Council holds the fries
April 13, 2012
POWASSAN – An additional employment opportunity for youths could be setting up shop shortly.
“I will certainly have a hand in it, but I’m hoping to hire some students,” said eager entrepreneur Angie Punnett.
Punnett’s application for Track Side Fries came forward at council’s last regular meeting held on April 3, having been reviewed by municipal staff.
The proposed seasonal business venture would be located at 548 Main St., which is currently a vacant lot in the vicinity of Oshell’s valumart, and would operate out of a portable building until Oct. 15 of this year.
Council deferred making a decision regarding a business license application until more information on the plans can be obtained.
“I’m for every type of business, but every type of business needs to be treated equally,” said Coun. Steve Eide during the meeting.
According to Eide, the land was previously the site of a gas station. He said there were issues of contaminant leakage. Eide said he supports the business in principal.
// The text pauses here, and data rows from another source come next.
PR #3545, opened 2026-06-09
fix(sdk): normalize metric attribute keys

shuheiktgw:
## Changes

This is a second iteration of https://github.com/open-telemetry/opentelemetry-rust/pull/3541 with a smaller change set. For the detailed background, please see the original PR.

The issue is that `ValueMap::measure` can store attributes in the `trackers` HashMap before they have been sorted and deduplicated. For precomputed sums, delta collection later compares the current value with the previously reported value using `reported.get(&attributes)` in [`precomputed_sum.rs`](https://github.com/open-telemetry/opentelemetry-rust/blob/25717768b2b94822b5e54b7950555bbbd632cbf2/opentelemetry-sdk/src/metrics/internal/precomputed_sum.rs#L109). If the stored attributes are not canonicalized consistently, that lookup can miss the previous value and report an incorrect delta for `ObservableCounter` instruments using delta temporality.

This version keeps the fix simple by sorting and deduplicating all non-empty attributes before looking up or inserting a tracker, and by using the same canonical key for bound-instrument tracker insertion. If keeping the previous optimization is important, I would appreciate guidance on what performance measurements would be most useful.

* [x] Changes in public API reviewed (not applicable; no public API changes)

### DIFF
--- a/opentelemetry-sdk/src/metrics/internal/mod.rs
+++ b/opentelemetry-sdk/src/metrics/internal/mod.rs
@@ -133,19 +133,12 @@ where
             return;
         }
 
+        let sorted_attrs = sort_and_dedup(attributes);
+
         let Ok(trackers) = self.trackers.read() else {
             return;
         };
 
-        // Try to retrieve and update the tracker with the attributes in the provided order first
-        if let Some(tracker) = trackers.get(attributes) {
-            tracker.aggregator.update(value);
-            tracker.has_been_updated.store(true, Ordering::Release);
-            return;
-        }
-
-        // Try to retrieve and update the tracker with the attributes sorted.
-        let sorted_attrs = sort_and_dedup(attributes);
         if let Some(tracker) = trackers.get(sorted_attrs.as_slice()) {
             tracker.aggregator.update(value);
             tracker.has_been_updated.store(true, Ordering::Release);
@@ -159,12 +152,9 @@ where
             return;
         };
 
-        // Recheck both the provided and sorted orders after acquiring the write lock
-        // in case another thread has pushed an update in the meantime.
-        if let Some(tracker) = trackers.get(attributes) {
-            tracker.aggregator.update(value);
-            tracker.has_been_updated.store(true, Ordering::Release);
-        } else if let Some(tracker) = trackers.get(sorted_attrs.as_slice()) {
+        // Recheck after acquiring the write lock in case another thread has
+        // pushed an update in the meantime.
+        if let Some(tracker) = trackers.get(sorted_attrs.as_slice()) {
             tracker.aggregator.update(value);
             tracker.has_been_updated.store(true, Ordering::Release);
         } else if self.is_under_cardinality_limit() {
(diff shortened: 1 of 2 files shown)


opentelemetry-sdk/src/metrics/internal/mod.rs
```diff
@@ -133,19 +133,12 @@ where
             return;
         }
 
+        let sorted_attrs = sort_and_dedup(attributes);
```
Mallets: I don't think there is the need of moving `sorted_attrs` here before the `read()`.

opentelemetry-sdk/src/metrics/internal/mod.rs
```diff
@@ -137,15 +137,8 @@ where
             return;
         };
 
-        // Try to retrieve and update the tracker with the attributes in the provided order first
```
cijothomas, line 140: this is intentional to do lookup in the provided order to avoid sort/allocation in the hot path. We should not change this and regress perf.

cijothomas (changes requested):
See https://github.com/open-telemetry/opentelemetry-rust/pull/3545/changes#r3381437889 
We cannot regress the perf on hot path. 

Can you send a minimal repro/test-case demonstrating the issue, so we can do a targeted fix, as needed, and avoid regressing entire Metrics hot path.

shuheiktgw:
Hi @carlosalberto 👋 Thanks for the comment!

I created [a draft PR](https://github.com/open-telemetry/opentelemetry-rust/pull/3546) to demonstrate the issue. Please try running the test code in that PR. It fails probabilistically. Also, in [my previous PR](https://github.com/open-telemetry/opentelemetry-rust/pull/3541), I actually tried to preserve the fast path, so please take a look if you’re interested.

Thanks!

scottgerring:
> Hi @carlosalberto 👋 Thanks for the comment!
> 
> I created [a draft PR](https://github.com/open-telemetry/opentelemetry-rust/pull/3546) to demonstrate the issue. Please try running the test code in that PR. It fails probabilistically. Also, in [my previous PR](https://github.com/open-telemetry/opentelemetry-rust/pull/3541), I actually tried to preserve the fast path, so please take a look if you’re interested.
> 
> Thanks!

Hey @shuheiktgw , if you have a test that reproduces the issue can you include it in this PR so the PR shows that it is resolved? Likewise if you have a variant that doesn't regress performance perhaps you can highlight that variant in the open PR. This'll make it easier for us to reason about the proposal and its impact!

shuheiktgw:
Hi @scottgerring, thanks for the guidance! I’ve added the test to the PR and included a performance section to highlight the relevant considerations in the description. Please take a look when you get a chance 🙂

https://github.com/open-telemetry/opentelemetry-rust/pull/3541

cijothomas:
> Hi @scottgerring, thanks for the guidance! I’ve added the test to the PR and included a performance section to highlight the relevant considerations in the description. Please take a look when you get a chance 🙂
> 
> #3541

I don't see a test added in this PR? Can you ensure all commits are pushed so we can take a look.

“It’s not the business. It’s just the location,” he told council.
Coun. Roger Glabb agreed that parking is an issue.
According to Punnett, the land was never used for a gas station, adding that it had housed a chip truck years ago. She said she has already met with the appropriate parties, including the Health Unit, in order to acquire the appropriate approvals and licences. She said there have been no issues. She said she was surprised to find out the application was deferred after being given the seal of approval from municipal staff.
“I don’t see any particular policies that would hinder that,” she said when asked if she thinks her application will eventually be approved.
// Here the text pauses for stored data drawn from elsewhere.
PR #3503, opened 2026-05-07
feat: Implement scope_info_enabled

ArthurSens:
Related to #3474, but entirely focused on the implementation of Instrumentation Scope.

Here I'm doing quite a few things:
* I'm removing the exposition of the `otel_scope_info` metric, which was removed from the spec long ago.
* I'm switching the function signature from `without_scope_info` to `scope_info_enabled`, following the latest discussions we had at https://github.com/open-telemetry/opentelemetry-specification/pull/5056
* I'm handling the transformation of the instrumentation scope to regular labels

Disclosure: Although I've done Rust before, I'm not great at it. I do rely on LLMs to write most of the code.

## Changes

Please provide a brief description of the changes here.

## Merge requirement checklist

* [ ] [CONTRIBUTING](https://github.com/open-telemetry/opentelemetry-rust/blob/main/CONTRIBUTING.md) guidelines followed
* [ ] Unit tests added/updated (if applicable)
* [ ] Appropriate `CHANGELOG.md` files updated for non-trivial, user-facing changes
* [ ] Changes in public API reviewed (if applicable)

PR #3548, opened 2026-06-10
perf: Do not allocate for scope attributes that collide with reserved ones

ArthurSens:
Follow up from https://github.com/open-telemetry/opentelemetry-rust/pull/3503#discussion_r3388988776

## Changes

Prevent allocation in `format!` for labels that we know will collide with reserved ones.


opentelemetry-prometheus/src/lib.rs
ArthurSens, line 432: I considered removing this, but if we get something like `schema-url`, it will become `schema_url` after sanitization, and we need to drop it as well.

Is there a way that we can avoid allocation when they match a regex? I assume not, since regex is usually more resource-intensive than an exact match...?

cijothomas: agreed. this PR is good as-is.

cijothomas (approved):

PR #3549, opened 2026-06-10
fix(prometheus-exporter): Concatenate metric attributes with Scope during collisions

ArthurSens:
Follow up from https://github.com/open-telemetry/opentelemetry-rust/pull/3503#discussion_r3389029168

## Changes

Small change so `extra` labels always have preference over metric attributes in `get_attributes`. From my understanding, this will make sure Scope Name/Version/SchemaURL and attributes will always superseed metric attributes

### DIFF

As far as the issue of parking, Punnett said because her business is mobile, she is only required to have one parking space per four patrons. She also noted there is parking both on the property, as well as on the street.
According to Clerk-Treasurer Maureen Lang there hasn’t been a chip truck or similar business in Powassan for years, noting there had been a similar style of take-out restaurant located at The Beer Store years ago.
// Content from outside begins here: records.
PR #3556, opened 2026-06-14
docs: clarify code-based config takes precedence over env vars

cijothomas:
Updates CONTRIBUTING.md to reflect the decision in #1225: when a setting is provided both via `with_xxx` and an environment variable, the code-based value wins. Users who want env-var-based runtime configuration should leave the corresponding `with_xxx` calls out of their code.

The existing wording still listed env vars as higher priority, which is the opposite of the agreed direction.

### DIFF
--- a/CONTRIBUTING.md
+++ b/CONTRIBUTING.md
@@ -284,10 +284,7 @@ For users that want to implement their own exporters. It's RECOMMENDED to wrap a
 
 ### Priority of configurations
 
-OpenTelemetry supports multiple ways to configure the API, SDK and other components. The priority of configurations is as follows:
-
-- Environment variables
-- Compiling time configurations provided in the source code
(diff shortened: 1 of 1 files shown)


CONTRIBUTING.md
```diff
@@ -284,10 +284,9 @@ For users that want to implement their own exporters. It's RECOMMENDED to wrap a
 
 ### Priority of configurations
 
-OpenTelemetry supports multiple ways to configure the API, SDK and other components. The priority of configurations is as follows:
+OpenTelemetry supports multiple ways to configure the API, SDK and other components. When the same setting is provided through more than one mechanism, code-based configuration (e.g. `with_xxx` builder methods) takes precedence over environment variables. Users who want runtime configuration via environment variables should leave the corresponding `with_xxx` calls out of their code.
 
-- Environment variables
-- Compiling time configurations provided in the source code
+See [#1225](https://github.com/open-telemetry/opentelemetry-rust/issues/1225) for the discussion that led to this decision.
```
utpilla: Same comments as in https://github.com/open-telemetry/opentelemetry-rust-contrib/pull/654

cijothomas: addressed in latest. PTAL

utpilla (approved):

Issue #3427, opened 2026-03-18
[Bug]: No programmatic API to set a base endpoint with automatic signal path appending for HTTP exporters


aswiniverse:
## Problem

The Rust OTLP HTTP exporters have no programmatic way to provide a **base URL** and have the SDK automatically append the signal path (`/v1/logs`, `/v1/traces`, `/v1/metrics`).

`.with_endpoint()` treats its argument as a full URL and uses it verbatim — there is no programmatic equivalent of `OTEL_EXPORTER_OTLP_ENDPOINT` (which does append the signal path).

## Comparison with Go SDK

The Go SDK distinguishes between two use cases via two separate methods:

```go
// Base URL → SDK appends /v1/logs automatically ✅
otlploghttp.WithEndpoint("localhost:4318")

// Full URL → used as-is ✅
otlploghttp.WithEndpointURL("http://localhost:4318/v1/logs")
```

The Rust SDK only has one method:

```rust
// Always treated as full URL → signal path never appended ✗
.with_endpoint("http://localhost:4318")
```

There is no Rust equivalent of Go's `WithEndpoint(host:port)`.

## Root cause in `exporter/http/mod.rs`

`resolve_http_endpoint` (L705–735) has three code paths:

Punnett said she developed her plans for Track Side Fries based on a chip stand her extended family had owned during her youth.
She said she chose the location, which is a privately owned vacant lot that is zoned commercial, by process of elimination.
She then purchased a chip truck, which is now sitting in her driveway waiting on council’s decision.
“At this point, with no return on it, the truck is a huge investment for us,” said a disappointed Punnett.
If given the green light by council, Punnett plans to serve up a number of traditional roadside foods from the truck, including hamburgers, hot dogs, Pogos, and ice cream.
“My husband and I both work full time, so this would create an employment opportunity for local kids for the summer,” she said.
The next meeting of council is April 17. Punnett said she will be available on that date to make a presentation to council if needed.